### Work task
Work through the records below, line by line, and say how many lines include "that", with nothing else.

*** Material provided Section Begins ***

PR #2829, opened 2021-09-07
Support for multiple deployment targets per project

shreddedbacon:
# Checklist

This is a WIP for supporting multiple deployment targets per project.


shreddedbacon:
@tobybellwood can you think of anything that I may not have covered off in this, or anything else I should call out somewhere else in our docs with the change to environments now containing the openshift.

Or any else that might seem vital that I may have overlooked.

services/api-db/docker-entrypoint-initdb.d/01-migrations.sql
```diff
@@ -1477,6 +1546,9 @@ CALL add_enum_webhook_to_type_in_project_notification();
 CALL add_index_for_deployment_environment();
 CALL add_index_for_task_environment();
 CALL add_router_pattern_to_project();
+CALL add_openshift_to_environment();
+CALL add_openshift_project_pattern_to_environment();
+CALL add_deployments_disabled_to_project();
```
tobybellwood, line 1551: should we also add `migrate_project_openshift_to_environment` in here, now that it's rerun-safe?

shreddedbacon: I'm ok with that, if you think it looks ok.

*** Material provided Section Ends ***

### Reply to the exercise
4